▸ Problem statement:
Where the word "Background" occurs in a line of the listing below, copy that line.
The records START
Issue #4998, opened 2022-08-15
Root certificate rotation MVP


jaellio:
#Get OSM root certificate rotation in a working state to be tested and receive feedback from customers.

MVP Goals
- Support manual root certificate rotation through status updates using the kubectl --subresource command 
  - Nice to have: CLI commands to navigate rotation stages
- Support happy path rotation and reverting rotation
  - Progression between rotation stages, no MRC deletion
- Metrics for certs in cache rotated (including issuer and validator IDs)
  - Nice to have % distribution metrics
- Certificate rotation documentation
- Happy path certificate rotation demo

Required items:
- [x] #4839
- [x] #4818 
- [ ] #4890 
- [x] #4962 
- [x] #4815 
- [x] #4723 
- [x] #5044
- [x] #5045
- [x] #5046

jsturtevant:
For more details, please review the [Simplified Proposal for Manual Root Cert Rotation MVP](https://docs.google.com/document/d/1bh3Yfn5DXWjmzdKa4XHlk-9KepUNb_EgDDrzd1G_deY/edit#heading=h.86n6n6h1rqmo)

Issue #4835, opened 2022-06-21
Create e2e tests for root certificate rotation


jaellio:
**Please describe the Improvement and/or Feature Request**

Create e2e tests to verify root certificate rotation. 

Scenarios to verify: 
- For each rotation stage verify the following
  - issued certificates are in the expected state (issued by the expected issuer and validated by the expected issuer(s))
  - ADS server is using expected certs
  - webhooks are using expected certs
  - webhook ca bundles contain the expected cert
  - OSM bootstrap secrets are set to the expected certs

Outstanding questions:
- Should the e2e tests also validate the validation performed by the validating webhook?

**Scope (please mark with X where applicable)**
- Tests                      [x]

PR #5201, opened 2022-10-13
feat(cert): use intent to set issuers during root cert rotation

### LINKED ISSUE #5198: Create MVP for manual root certificate rotation

Create a process by which OSM users can manually rotate the root certificate without any downtime. This issue only focuses on creating an MVP and not covering all possible edge cases.

For more details, please review the [Simplified Proposal for Manual Root Cert Rotation MVP](https://docs.google.com/document/d/1bh3Yfn5DXWjmzdKa4XHlk-9KepUNb_EgDDrzd1G_deY/edit#heading=h.86n6n6h1rqmo)

**Possible use cases**

Allow users to rotate root certificates without down time. This can be done using the MRC Intent field and a level triggered approach.

jaellio:
**Description**:

The PR includes the changes required to support an MVP of manual root certificate rotation. With these changes, a user will be able to manually create and update the `intent` of the MRCs and rotate the root certificate without downtime. OSM utilizes a level-triggered approach to bring the state of the mesh to match the MRC intent.

There are 3 possible values for intent. Each describes the desired role of the provider and certificate settings specified in the MRC:
- **active**: the certificate provider issues and signs certificates and the ca_bundle for that provider is included in the validation context
- **passive**: the certificate provider is not used to issue or sign certificates and the ca_bundle for the provider is included in the validation context
- **inactive**: the certificate provider is not used to issue or sign certificates and it is not included in the validation context

To rotate the root certificate or update the certificate provider, the user must perform the following actions:
There is an existing MRC, MRC1 and a new MRC will be created, MRC2
1. create a new MRC with `inactive` intent -> MRC1.intent = active, MRC2.intent = inactive
2. update the intent of the new MRC to `passive`. Wait to allow the certificates to be rotated -> MRC1.intent = active, MRC2.intent = passive
3. update the intent of the new MRC to `active` -> MRC1.intent = active, MRC2.intent = active
4. update the intent of the old MRC to `passive`. Wait to allow the certificates to be rotated -> MRC1.intent = passive, MRC2.intent = active
5. update the intent of the old MRC to `inactive` -> MRC1.intent = inactive, MRC2.intent = active

Note: All combinations of intent are deterministic except for `active` and `active`. The order in which the MRCs are listed determines which will be the `signingIssuer` or the `validatingIssuer`. 

Initial proposal for root certificate rotation simplification: https://docs.google.com/document/d/1bh3Yfn5DXWjmzdKa4XHlk-9KepUNb_EgDDrzd1G_deY/edit?usp=sharing

Resolves #5198 
Part of #4998 

**Testing done**:
- e2es testing rotation with tresor, cert-manager, and vault
- unit tests

**Affected area**:
| New Functionality          | [ x ] |
| Certificate Management     | [ x ] |

7. Is this a breaking change? No

8. Has documentation corresponding to this change been updated in the [osm-docs](https://github.com/openservicemesh/osm-docs) repo (if applicable)? No

### DIFF
--- a/cmd/osm-bootstrap/crds/config_mesh_root_certificate.yaml
+++ b/cmd/osm-bootstrap/crds/config_mesh_root_certificate.yaml
@@ -37,9 +37,9 @@ spec:
       served: true
       storage: true
       additionalPrinterColumns:
-        - description: Current state of the MeshRootCertificate config
-          jsonPath: .status.state
-          name: State
+        - description: Intent for the MeshRootCertificate
+          jsonPath: .spec.intent
+          name: Intent
           type: string
       schema:
         openAPIV3Schema:
@@ -48,6 +48,7 @@ spec:
             spec:
               type: object
               required:
+                - intent
                 - provider
               properties:
                 trustDomain:
@@ -55,12 +56,12 @@ spec:
                   type: string
                   default: cluster.local
                 intent:
-                  description: Intent specifies the role of the MeshRootCertificate, can be active or passive
+                  description: Intent specifies the role of the MeshRootCertificate, can be active, passive
                   type: string
                   enum:
                     - passive
                     - active
-                  default: passive
+                    - inactive
                 spiffeEnabled:
                   description: Adds a SPIFFE ID to the certificates, creating a SPIFFE compatible x509 SVID document
                   type: boolean
--- a/cmd/osm-bootstrap/osm-bootstrap.go
+++ b/cmd/osm-bootstrap/osm-bootstrap.go
@@ -423,20 +423,11 @@ func (b *bootstrap) createMeshRootCertificate() error {
 	if err != nil {
 		return err
 	}
-	createdMRC, err := b.configClient.ConfigV1alpha2().MeshRootCertificates(b.namespace).Create(context.TODO(), defaultMeshRootCertificate, metav1.CreateOptions{})
+	_, err = b.configClient.ConfigV1alpha2().MeshRootCertificates(b.namespace).Create(context.TODO(), defaultMeshRootCertificate, metav1.CreateOptions{})
 	if apierrors.IsAlreadyExists(err) {
 		log.Info().Msgf("MeshRootCertificate already exists in %s. Skip creating.", b.namespace)
 		return nil
 	}
-	if err != nil {
-		return err
-	}
-
-	_, err = b.configClient.ConfigV1alpha2().MeshRootCertificates(b.namespace).UpdateStatus(context.Background(), createdMRC, metav1.UpdateOptions{})
-	if apierrors.IsAlreadyExists(err) {
-		log.Info().Msgf("MeshRootCertificate status already exists in %s. Skip creating.", b.namespace)
-	}
-
 	if err != nil {
 		return err
 	}
--- a/cmd/osm-bootstrap/osm-bootstrap.go
+++ b/cmd/osm-bootstrap/osm-bootstrap.go
@@ -49,7 +49,6 @@ const (
 	meshConfigName                   = "osm-mesh-config"
 	presetMeshConfigName             = "preset-mesh-config"
 	presetMeshConfigJSONKey          = "preset-mesh-config.json"
-	meshRootCertificateName          = "osm-mesh-root-certificate"
 	presetMeshRootCertificateName    = "preset-mesh-root-certificate"
 	presetMeshRootCertificateJSONKey = "preset-mesh-root-certificate.json"
 )
@@ -168,7 +167,7 @@ func main() {
 	if enableMeshRootCertificate {
 		err = bootstrap.ensureMeshRootCertificate()
 		if err != nil {
-			log.Fatal().Err(err).Msgf("Error setting up default MeshRootCertificate %s from ConfigMap %s", meshRootCertificateName, presetMeshRootCertificateName)
+			log.Fatal().Err(err).Msgf("Error setting up default MeshRootCertificate %s from ConfigMap %s", constants.DefaultMeshRootCertificateName, presetMeshRootCertificateName)
 			return
 		}
 	}
@@ -433,36 +432,6 @@ func (b *bootstrap) createMeshRootCertificate() error {
 		return err
 	}
 
-	createdMRC.Status = configv1alpha2.MeshRootCertificateStatus{
-		State: constants.MRCStatePending,
-		Conditions: []configv1alpha2.MeshRootCertificateCondition{
-			{
-				Type:   constants.MRCConditionTypeReady,
-				Status: constants.MRCConditionStatusUnknown,
-			},
-			{
-				Type:   constants.MRCConditionTypeAccepted,
-				Status: constants.MRCConditionStatusUnknown,
-			},
-			{
-				Type:   constants.MRCConditionTypeIssuingRollout,
-				Status: constants.MRCConditionStatusUnknown,
-			},
-			{
-				Type:   constants.MRCConditionTypeValidatingRollout,
-				Status: constants.MRCConditionStatusUnknown,
-			},
-			{
-				Type:   constants.MRCConditionTypeIssuingRollback,
-				Status: constants.MRCConditionStatusUnknown,
-			},
-			{
-				Type:   constants.MRCConditionTypeValidatingRollback,
-				Status: constants.MRCConditionStatusUnknown,
-			},
-		},
-	}
-
 	_, err = b.configClient.ConfigV1alpha2().MeshRootCertificates(b.namespace).UpdateStatus(context.Background(), createdMRC, metav1.UpdateOptions{})
 	if apierrors.IsAlreadyExists(err) {
 		log.Info().Msgf("MeshRootCertificate status already exists in %s. Skip creating.", b.namespace)
@@ -472,7 +441,7 @@ func (b *bootstrap) createMeshRootCertificate() error {
 		return err
 	}
 
-	log.Info().Msgf("Successfully created MeshRootCertificate %s in %s.", meshRootCertificateName, b.namespace)
+	log.Info().Msgf("Successfully created MeshRootCertificate %s in %s.", constants.DefaultMeshRootCertificateName, b.namespace)
 	return nil
 }
 
@@ -490,7 +459,7 @@ func buildMeshRootCertificate(presetMeshRootCertificateConfigMap *corev1.ConfigM
 			APIVersion: "config.openservicemesh.io/configv1alpha2",
 		},
 		ObjectMeta: metav1.ObjectMeta{
-			Name: meshRootCertificateName,
+			Name: constants.DefaultMeshRootCertificateName,
 		},
 		Spec: presetMeshRootCertificateSpec,
 	}
--- a/pkg/apis/config/v1alpha2/meshrootcertificate.go
+++ b/pkg/apis/config/v1alpha2/meshrootcertificate.go
@@ -122,6 +122,19 @@ type TresorCASpec struct {
 // can be (Active, Passive).
 type MeshRootCertificateIntent string
 
+const (
+	// ActiveIntent means the settings and certificate provider in this MRC are used for signing and
+	// validating certificates.
+	ActiveIntent MeshRootCertificateIntent = "active"
+
+	// PassiveIntent means the settings and certificate provider in this MRC are used for validating
+	// certificates.
+	PassiveIntent MeshRootCertificateIntent = "passive"
+
+	// InactiveIntent means the settings and certificate provider in this MRC no longer in use.
+	InactiveIntent MeshRootCertificateIntent = "inactive"
+)
+
 // MeshRootCertificateComponentStatus specifies the status of the certificate component,
 // can be (`Issuing`, `Validating`, `Unknown`).
 type MeshRootCertificateComponentStatus string
--- a/pkg/catalog/inbound_traffic_policies_test.go
+++ b/pkg/catalog/inbound_traffic_policies_test.go
@@ -1,6 +1,7 @@
 package catalog
 
 import (
+	"context"
 	"fmt"
 	"reflect"
 	"testing"
@@ -14,15 +15,16 @@ import (
 	tassert "github.com/stretchr/testify/assert"
 	metav1 "k8s.io/apimachinery/pkg/apis/meta/v1"
 	v1 "k8s.io/apimachinery/pkg/apis/meta/v1"
+	"k8s.io/apimachinery/pkg/runtime"
 
 	"github.com/openservicemesh/osm/pkg/apis/config/v1alpha2"
 	policyv1alpha1 "github.com/openservicemesh/osm/pkg/apis/policy/v1alpha1"
 	tresorFake "github.com/openservicemesh/osm/pkg/certificate/providers/tresor/fake"
 	"github.com/openservicemesh/osm/pkg/compute/kube"
 	"github.com/openservicemesh/osm/pkg/constants"
-	"github.com/openservicemesh/osm/pkg/k8s"
-
+	configFake "github.com/openservicemesh/osm/pkg/gen/client/config/clientset/versioned/fake"
 	"github.com/openservicemesh/osm/pkg/identity"
+	"github.com/openservicemesh/osm/pkg/k8s"
 	"github.com/openservicemesh/osm/pkg/service"
 	"github.com/openservicemesh/osm/pkg/tests"
 	"github.com/openservicemesh/osm/pkg/trafficpolicy"
@@ -2388,10 +2390,24 @@ func TestGetInboundMeshTrafficPolicy(t *testing.T) {
 			mockCtrl := gomock.NewController(t)
 			defer mockCtrl.Finish()
 
-			mrc := tresorFake.NewFakeMRC()
-			fakeCertManager := tresorFake.NewFakeWithMRC(mrc, 1*time.Hour)
+			mrc1 := &v1alpha2.MeshRootCertificate{
+				ObjectMeta: metav1.ObjectMeta{
+					Name:      "osm-mesh-root-certificate",
+					Namespace: "osm-system",
+				},
+				Spec: v1alpha2.MeshRootCertificateSpec{
+					TrustDomain: "cluster.local",
+					Intent:      v1alpha2.ActiveIntent,
+				},
+			}
+
+			configClient := configFake.NewSimpleClientset([]runtime.Object{mrc1}...)
+			mrcClient := tresorFake.NewFakeMRCWithConfig(configClient)
+			fakeCertManager := tresorFake.NewFakeWithMRCClient(mrcClient, 1*time.Hour)
 			mockK8s := k8s.NewMockController(mockCtrl)
 			computeClient := kube.NewClient(mockK8s)
+
+			mrcClient.NewCertEvent(mrc1.Name)
 
 			mc := MeshCatalog{
 				certManager: fakeCertManager,
@@ -2412,8 +2428,22 @@ func TestGetInboundMeshTrafficPolicy(t *testing.T) {
 			tc.prepare(mockK8s, tc.trafficSplits, tc.trafficTargets, tc.upstreamTrafficSettings)
 
 			if tc.newTrustDomain != "" {
-				// rotate a cert in and give it a moment to settle
-				mrc.NewCertEvent("new-trust-domain-cert", constants.MRCStateIssuingRollout, tc.newTrustDomain)
+				// create a new MRC with the newTrustDomain
+				mrc2 := &v1alpha2.MeshRootCertificate{
+					ObjectMeta: metav1.ObjectMeta{
+						Name:      "osm-mesh-root-certificate-2",
+						Namespace: "osm-system",
+					},
+					Spec: v1alpha2.MeshRootCertificateSpec{
+						TrustDomain: tc.newTrustDomain,
+						Intent:      v1alpha2.ActiveIntent,
+					},
+				}
+				_, err := configClient.ConfigV1alpha2().MeshRootCertificates("osm-system").Create(context.Background(), mrc2, metav1.CreateOptions{})
+				assert.NoError(err)
+
+				// generate an MRCEvent for the new MRC to update the issuers and trigger a rotation
+				mrcClient.NewCertEvent(mrc2.Name)
 				assert.Eventually(func() bool {
 					return fakeCertManager.GetTrustDomains().AreDifferent()
 				}, 2*time.Second, 100*time.Millisecond)
--- a/pkg/certificate/fake_manager.go
+++ b/pkg/certificate/fake_manager.go
@@ -5,18 +5,16 @@ import (
 	"fmt"
 	"time"
 
+	v1 "k8s.io/apimachinery/pkg/apis/meta/v1"
+
 	"github.com/openservicemesh/osm/pkg/apis/config/v1alpha2"
-
 	"github.com/openservicemesh/osm/pkg/certificate/pem"
-)
-
-var (
-	validity = time.Hour
+	osmConfigClient "github.com/openservicemesh/osm/pkg/gen/client/config/clientset/versioned"
 )
 
 // fakeMRCClient implements the MRCClient interface
 type fakeMRCClient struct {
-	mrcList []*v1alpha2.MeshRootCertificate
+	configClient osmConfigClient.Interface
 }
 
 // GetCertIssuerForMRC returns a fakeIssuer and pre-generated RootCertificate. It is intended to implement the certificate.MRCClient interface.
@@ -27,17 +25,26 @@ func (c *fakeMRCClient) GetCertIssuerForMRC(mrc *v1alpha2.MeshRootCertificate) (
 // ListMeshRootCertificates returns the single, pre-generated MRC. It is intended to implement the certificate.MRCClient interface.
 func (c *fakeMRCClient) ListMeshRootCertificates() ([]*v1alpha2.MeshRootCertificate, error) {
 	// return single empty object in the list.
-	return c.mrcList, nil
+	mrcList, err := c.configClient.ConfigV1alpha2().MeshRootCertificates("osm-system").List(context.Background(), v1.ListOptions{})
+	if err != nil {
+		return nil, err
+	}
+	var mrcListPointers []*v1alpha2.MeshRootCertificate
+	for i := range mrcList.Items {
+		mrcListPointers = append(mrcListPointers, &mrcList.Items[i])
+	}
+	return mrcListPointers, nil
 }
 
 // UpdateMeshRootCertificate updates the given mesh root certificate.
 func (c *fakeMRCClient) UpdateMeshRootCertificate(mrc *v1alpha2.MeshRootCertificate) error {
-	// TODO(5046): implement this.
-	return nil
+	_, err := c.configClient.ConfigV1alpha2().MeshRootCertificates("osm-system").Update(context.Background(), mrc, v1.UpdateOptions{})
+	return err
 }
 
 // Watch returns a channel that has one MRCEventAdded. It is intended to implement the certificate.MRCClient interface.
 func (c *fakeMRCClient) Watch(ctx context.Context) (<-chan MRCEvent, error) {
+	// send event for first CA created
 	ch := make(chan MRCEvent)
 	go func() {
 		ch <- MRCEvent{
@@ -67,21 +74,4 @@ func (i *fakeIssuer) IssueCertificate(options IssueOptions) (*Certificate, error
 		TrustedCAs: pem.RootCertificate(i.id),
 		PrivateKey: pem.PrivateKey(i.id),
 	}, nil
-}
-
-// FakeCertManager is a testing helper that returns a *certificate.Manager
-func FakeCertManager() (*Manager, error) {
-	getCertValidityDuration := func() time.Duration { return validity }
-	cm, err := NewManager(
-		context.Background(),
-		&fakeMRCClient{},
-		getCertValidityDuration,
-		getCertValidityDuration,
-		1*time.Hour,
-	)
-	if err != nil {
-		return nil, fmt.Errorf("error creating fakeCertManager, err: %w", err)
-	}
-
-	return cm, nil
 }
--- a/pkg/certificate/fake_manager.go
+++ b/pkg/certificate/fake_manager.go
@@ -14,11 +14,13 @@ import (
 
 // fakeMRCClient implements the MRCClient interface
 type fakeMRCClient struct {
-	configClient osmConfigClient.Interface
+	configClient             osmConfigClient.Interface
+	countGetCertIssuerForMRC int
 }
 
 // GetCertIssuerForMRC returns a fakeIssuer and pre-generated RootCertificate. It is intended to implement the certificate.MRCClient interface.
 func (c *fakeMRCClient) GetCertIssuerForMRC(mrc *v1alpha2.MeshRootCertificate) (Issuer, pem.RootCertificate, error) {
+	c.countGetCertIssuerForMRC++
 	return &fakeIssuer{id: mrc.Name}, pem.RootCertificate("rootCA"), nil
 }
 
--- a/pkg/certificate/fake_manager.go
+++ b/pkg/certificate/fake_manager.go
@@ -5,13 +5,9 @@ import (
 	"fmt"
 	"time"
 
-	v1 "k8s.io/api/core/v1"
-	metav1 "k8s.io/apimachinery/pkg/apis/meta/v1"
-
 	"github.com/openservicemesh/osm/pkg/apis/config/v1alpha2"
 
 	"github.com/openservicemesh/osm/pkg/certificate/pem"
-	"github.com/openservicemesh/osm/pkg/constants"
 )
 
 var (
@@ -19,21 +15,19 @@ var (
 )
 
 // fakeMRCClient implements the MRCClient interface
-type fakeMRCClient struct{}
+type fakeMRCClient struct {
+	mrcList []*v1alpha2.MeshRootCertificate
+}
 
 // GetCertIssuerForMRC returns a fakeIssuer and pre-generated RootCertificate. It is intended to implement the certificate.MRCClient interface.
 func (c *fakeMRCClient) GetCertIssuerForMRC(mrc *v1alpha2.MeshRootCertificate) (Issuer, pem.RootCertificate, error) {
-	return &fakeIssuer{}, pem.RootCertificate("rootCA"), nil
+	return &fakeIssuer{id: mrc.Name}, pem.RootCertificate("rootCA"), nil
 }
 
 // ListMeshRootCertificates returns the single, pre-generated MRC. It is intended to implement the certificate.MRCClient interface.
 func (c *fakeMRCClient) ListMeshRootCertificates() ([]*v1alpha2.MeshRootCertificate, error) {
 	// return single empty object in the list.
-	return []*v1alpha2.MeshRootCertificate{{
-		Spec: v1alpha2.MeshRootCertificateSpec{
-			TrustDomain: "fake.domain.com",
-		},
-	}}, nil
+	return c.mrcList, nil
 }
 
 // UpdateMeshRootCertificate updates the given mesh root certificate.
@@ -47,55 +41,7 @@ func (c *fakeMRCClient) Watch(ctx context.Context) (<-chan MRCEvent, error) {
 	ch := make(chan MRCEvent)
 	go func() {
 		ch <- MRCEvent{
-			Type: MRCEventAdded,
-			MRC: &v1alpha2.MeshRootCertificate{
-				ObjectMeta: metav1.ObjectMeta{
-					Name:      "osm-mesh-root-certificate",
-					Namespace: "osm-system",
-				},
-				Spec: v1alpha2.MeshRootCertificateSpec{
-					TrustDomain: "fake.domain.com",
-					Provider: v1alpha2.ProviderSpec{
-						Tresor: &v1alpha2.TresorProviderSpec{
-							CA: v1alpha2.TresorCASpec{
-								SecretRef: v1.SecretReference{
-									Name:      "osm-ca-bundle",
-									Namespace: "osm-system",
-								},
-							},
The records END
▸ Response to the task:
-	_, err = b.configClient.ConfigV1alpha2().MeshRootCertificates(b.namespace).UpdateStatus(context.Background(), createdMRC, metav1.UpdateOptions{})
 	_, err = b.configClient.ConfigV1alpha2().MeshRootCertificates(b.namespace).UpdateStatus(context.Background(), createdMRC, metav1.UpdateOptions{})
+				_, err := configClient.ConfigV1alpha2().MeshRootCertificates("osm-system").Create(context.Background(), mrc2, metav1.CreateOptions{})
+	mrcList, err := c.configClient.ConfigV1alpha2().MeshRootCertificates("osm-system").List(context.Background(), v1.ListOptions{})
+	_, err := c.configClient.ConfigV1alpha2().MeshRootCertificates("osm-system").Update(context.Background(), mrc, v1.UpdateOptions{})
-		context.Background(),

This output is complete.